• **AIM OF THE TASK**: Each line containing the string "command" should be copied out of the entries.

--------------------

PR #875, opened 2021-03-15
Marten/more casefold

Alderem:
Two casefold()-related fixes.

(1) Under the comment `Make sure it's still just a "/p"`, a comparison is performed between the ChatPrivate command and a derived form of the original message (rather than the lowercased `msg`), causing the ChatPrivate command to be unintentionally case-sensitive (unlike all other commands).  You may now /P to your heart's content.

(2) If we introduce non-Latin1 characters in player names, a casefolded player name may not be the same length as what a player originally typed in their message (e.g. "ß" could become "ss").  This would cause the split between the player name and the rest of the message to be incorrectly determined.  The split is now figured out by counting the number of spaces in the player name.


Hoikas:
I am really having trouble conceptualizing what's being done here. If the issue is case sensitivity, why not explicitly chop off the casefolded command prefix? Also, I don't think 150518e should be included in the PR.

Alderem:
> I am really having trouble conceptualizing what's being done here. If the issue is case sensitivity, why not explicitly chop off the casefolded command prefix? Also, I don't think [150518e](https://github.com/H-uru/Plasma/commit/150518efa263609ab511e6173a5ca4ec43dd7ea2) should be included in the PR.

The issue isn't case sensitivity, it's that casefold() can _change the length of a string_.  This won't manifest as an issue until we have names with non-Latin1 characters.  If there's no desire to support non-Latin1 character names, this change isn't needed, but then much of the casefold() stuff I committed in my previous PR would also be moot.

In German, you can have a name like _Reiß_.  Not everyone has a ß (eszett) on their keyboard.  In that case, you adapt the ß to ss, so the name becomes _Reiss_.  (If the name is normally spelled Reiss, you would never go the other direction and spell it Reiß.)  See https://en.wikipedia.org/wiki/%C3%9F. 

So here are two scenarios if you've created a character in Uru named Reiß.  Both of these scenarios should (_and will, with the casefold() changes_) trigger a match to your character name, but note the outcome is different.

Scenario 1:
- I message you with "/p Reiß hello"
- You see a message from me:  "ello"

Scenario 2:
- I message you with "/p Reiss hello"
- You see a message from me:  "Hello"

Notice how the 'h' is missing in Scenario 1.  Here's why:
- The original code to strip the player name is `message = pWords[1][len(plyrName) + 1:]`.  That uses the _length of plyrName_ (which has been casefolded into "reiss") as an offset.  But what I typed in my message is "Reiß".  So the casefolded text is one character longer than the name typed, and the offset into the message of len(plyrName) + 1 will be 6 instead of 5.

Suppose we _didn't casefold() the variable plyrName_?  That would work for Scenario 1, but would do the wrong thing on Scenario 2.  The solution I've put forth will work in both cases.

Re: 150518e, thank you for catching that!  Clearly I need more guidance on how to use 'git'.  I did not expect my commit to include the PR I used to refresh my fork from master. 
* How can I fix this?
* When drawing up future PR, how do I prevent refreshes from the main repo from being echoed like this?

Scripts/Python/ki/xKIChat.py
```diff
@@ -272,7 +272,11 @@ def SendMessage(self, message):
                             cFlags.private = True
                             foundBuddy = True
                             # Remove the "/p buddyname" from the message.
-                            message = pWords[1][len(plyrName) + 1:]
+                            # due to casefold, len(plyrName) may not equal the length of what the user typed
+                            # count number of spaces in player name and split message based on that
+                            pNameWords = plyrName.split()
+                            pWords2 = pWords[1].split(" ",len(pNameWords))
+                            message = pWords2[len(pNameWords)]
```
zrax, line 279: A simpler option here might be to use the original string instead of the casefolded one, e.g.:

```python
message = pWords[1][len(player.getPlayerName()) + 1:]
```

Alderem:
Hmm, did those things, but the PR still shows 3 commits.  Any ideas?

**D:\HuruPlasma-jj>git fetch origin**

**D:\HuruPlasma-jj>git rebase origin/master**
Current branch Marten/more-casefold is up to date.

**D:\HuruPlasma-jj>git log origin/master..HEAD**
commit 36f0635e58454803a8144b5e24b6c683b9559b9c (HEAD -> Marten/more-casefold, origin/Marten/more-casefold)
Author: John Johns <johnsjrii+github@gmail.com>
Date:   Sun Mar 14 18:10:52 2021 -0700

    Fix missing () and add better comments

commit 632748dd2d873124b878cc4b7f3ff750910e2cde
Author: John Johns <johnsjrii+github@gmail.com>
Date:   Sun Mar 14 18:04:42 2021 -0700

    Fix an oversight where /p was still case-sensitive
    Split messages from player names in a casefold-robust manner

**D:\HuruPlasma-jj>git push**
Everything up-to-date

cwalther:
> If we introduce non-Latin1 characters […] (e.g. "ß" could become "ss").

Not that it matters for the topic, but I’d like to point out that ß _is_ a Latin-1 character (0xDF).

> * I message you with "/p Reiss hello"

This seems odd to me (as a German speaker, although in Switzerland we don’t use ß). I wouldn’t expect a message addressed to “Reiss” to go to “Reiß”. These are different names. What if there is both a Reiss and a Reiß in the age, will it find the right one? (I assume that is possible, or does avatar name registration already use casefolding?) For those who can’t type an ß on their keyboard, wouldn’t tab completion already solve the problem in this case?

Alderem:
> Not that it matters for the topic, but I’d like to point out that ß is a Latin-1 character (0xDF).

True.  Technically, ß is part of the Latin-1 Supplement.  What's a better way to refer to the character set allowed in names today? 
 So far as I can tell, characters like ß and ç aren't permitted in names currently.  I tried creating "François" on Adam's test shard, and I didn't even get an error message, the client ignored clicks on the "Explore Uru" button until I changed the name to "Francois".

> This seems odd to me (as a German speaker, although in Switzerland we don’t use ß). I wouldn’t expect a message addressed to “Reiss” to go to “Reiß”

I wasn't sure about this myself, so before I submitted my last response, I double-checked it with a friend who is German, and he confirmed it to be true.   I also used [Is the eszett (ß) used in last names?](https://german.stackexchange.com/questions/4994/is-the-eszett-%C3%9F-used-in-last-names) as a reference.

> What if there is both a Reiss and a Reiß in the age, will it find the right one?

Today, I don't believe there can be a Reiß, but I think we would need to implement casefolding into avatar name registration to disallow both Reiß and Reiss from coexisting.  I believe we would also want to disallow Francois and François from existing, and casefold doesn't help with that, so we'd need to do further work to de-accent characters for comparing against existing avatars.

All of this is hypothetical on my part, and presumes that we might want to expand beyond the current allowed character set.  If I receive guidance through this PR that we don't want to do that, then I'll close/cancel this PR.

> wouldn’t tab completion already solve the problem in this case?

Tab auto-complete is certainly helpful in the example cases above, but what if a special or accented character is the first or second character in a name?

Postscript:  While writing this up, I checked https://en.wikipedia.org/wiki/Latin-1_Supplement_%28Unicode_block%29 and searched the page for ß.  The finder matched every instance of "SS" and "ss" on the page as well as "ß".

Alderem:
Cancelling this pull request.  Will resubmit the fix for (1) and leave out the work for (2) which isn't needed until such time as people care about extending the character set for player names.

--------------------

• **TASK RESPONSE**:
(1) Under the comment `Make sure it's still just a "/p"`, a comparison is performed between the ChatPrivate command and a derived form of the original message (rather than the lowercased `msg`), causing the ChatPrivate command to be unintentionally case-sensitive (unlike all other commands).  You may now /P to your heart's content.
I am really having trouble conceptualizing what's being done here. If the issue is case sensitivity, why not explicitly chop off the casefolded command prefix? Also, I don't think 150518e should be included in the PR.
> I am really having trouble conceptualizing what's being done here. If the issue is case sensitivity, why not explicitly chop off the casefolded command prefix? Also, I don't think [150518e](https://github.com/H-uru/Plasma/commit/150518efa263609ab511e6173a5ca4ec43dd7ea2) should be included in the PR.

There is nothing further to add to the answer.